People in the Upper Midwest – and particularly rural women – have long valued strengthening community ties above individual fame.  Neighborliness represents a core cultural value for rural Midwesterners like Hagerty.  Farmers and farm women have long exchanged labor with the neighbors, weaving tight community webs.  Those communitarian values persist today, even as high-priced high-tech equipment replaces physical labor in the fields and farm households increasingly rely on women’s off-farm labor to provide needed income and health insurance.  After all, a neighbor’s assistance still might be the only thing that enables you to survive an unexpected blizzard.  Moreover, as rural communities struggle to survive amid outmigration and the rise of big box stores and Amazon.com, their remaining residents hold fast to traditional cultural values.  To publish a critical review of a local restaurant would be dangerously akin to Big City back-stabbing.  Rural women might gossip amongst themselves, but they are expected to plaster on a friendly smile for outsiders.  They must maintain a cheerfully united front in the face of an attack from the outside world.  Thus for the Olive Garden Lady to critique the fruits of a chef’s labors would undermine not only her communitarianism but her femininity.

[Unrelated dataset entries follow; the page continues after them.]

PR #1552, opened 2022-03-08
Handle case where email address is quite long on mobile

liamness:
## What does this change?

Stops long emails from causing horizontal scrolling to be possible on mobile.

Not the fanciest of solutions (I've just hidden overflowing content) but this is a bit of an edge case and all alternative solutions I could think of have drawbacks.

## How to test

Go to the Welcome component's stories in Storybook and enter a really long email.

### Before

Screenshot 2022-03-08 at 17-22-39 Pages Welcome - with email ⋅ Storybook

### After

Screenshot 2022-03-08 at 17-32-47 Pages Welcome - with email ⋅ Storybook

### DIFF
--- a/src/client/pages/Welcome.stories.tsx
+++ b/src/client/pages/Welcome.stories.tsx
@@ -1,5 +1,5 @@
 import React from 'react';
-import { Meta } from '@storybook/react';
+import { ComponentMeta, Story } from '@storybook/react';
 
 import { Welcome } from './Welcome';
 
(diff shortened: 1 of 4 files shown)


src/client/pages/Welcome.stories.tsx
```diff
@@ -1,50 +1,43 @@
...
-);
-PasswordAlreadySet.story = {
-  name: 'with password already set',
+export const PasswordAlreadySet = Template.bind({});
+PasswordAlreadySet.args = {
+  email: 'example@theguardian.com',
+  submitUrl: '',
+  passwordSet: true,
 };
+PasswordAlreadySet.storyName = 'with password already set';
```
liamness, line 43: Just amending this story so you can easily change the parameters via the action tab in storybook.

src/client/pages/Welcome.tsx
```diff
@@ -44,11 +48,11 @@ export const Welcome = ({
...
       showContinueButton={false}
     >
-      <p css={[text, greyBorderTop, autoRow()]}>
+      <p css={[text, greyBorderTop, passwordInstructions, autoRow()]}>
         {passwordSet
           ? 'Password already set for '
-          : 'Please create a password for '}{' '}
-        {<span css={emailSpan}>{email}</span> || 'your new account'}
+          : 'Please create a password for '}
+        {email ? <span css={emailSpan}>{email}</span> : 'your new account'}
```
liamness, line 55: The "your new account" text would never show! 😬

ob6160: good spot, maybe worth extending/adding an assertion in one of our tests to cover it along with this fix

there's already an assertion checking the `Password already set for` message here: https://github.com/guardian/gateway/blob/main/cypress%2Fintegration%2Fmocked%2Fwelcome.spec.ts#L135

ob6160 (approved):
looks good, I'm just wondering — was `text-overflow: ellipsis;` considered?

liamness:
@ob6160 I don't believe `text-overflow: scroll;` is a thing. Perhaps `overflow: auto;` might've been an option on the paragraph element, however I scrollable elements mid-page (particularly horizontally scrolling ones) can be confusing. I don't believe this is essential information for the user to see in any case (it is their email, they should already know it, or at least recognise it from the part they can see).

An ellipsis is one of the alternative solutions I considered, but as I said, it does have drawbacks, would require tweaks to the styling that I would rather avoid without good reason.

Good point on adding a new assertion, I'll go do that.

ob6160:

Of course Hagerty recognizes the difference between a McDonald’s Big Mac (her “secret sin”) and a four-hour fine dining experience at Le Bernardin.  Her son James, who writes for the Wall Street Journal, explained to Minnesota Public Radio what regular Grand Forks Herald readers already knew: that if Hagerty devotes most of her column to describing the décor rather than the food, it indicates that she found little to compliment about the food.  So if Marilyn Hagerty’s next “Eatbeat” column devotes more space to the quality of the napkins or than she does the cuisine, you might want to consider dining elsewhere.  Unless, of course, you’re a foodie who embraces more exotic flavors.  In that case, you might infer from Hagerty’s reporting that the newest ethnic restaurant in Grand Forks serves cuisine that is unfamiliar—and thus unappealing—to the town’s notoriously culinarily conservative food writer.  But you’d do well to read carefully her reporting on the region’s best knoephla soup and tater tot hotdish.  Whether you find her food reporting laughable or charming, you know that Marilyn Hagerty will remain true to her rural community values.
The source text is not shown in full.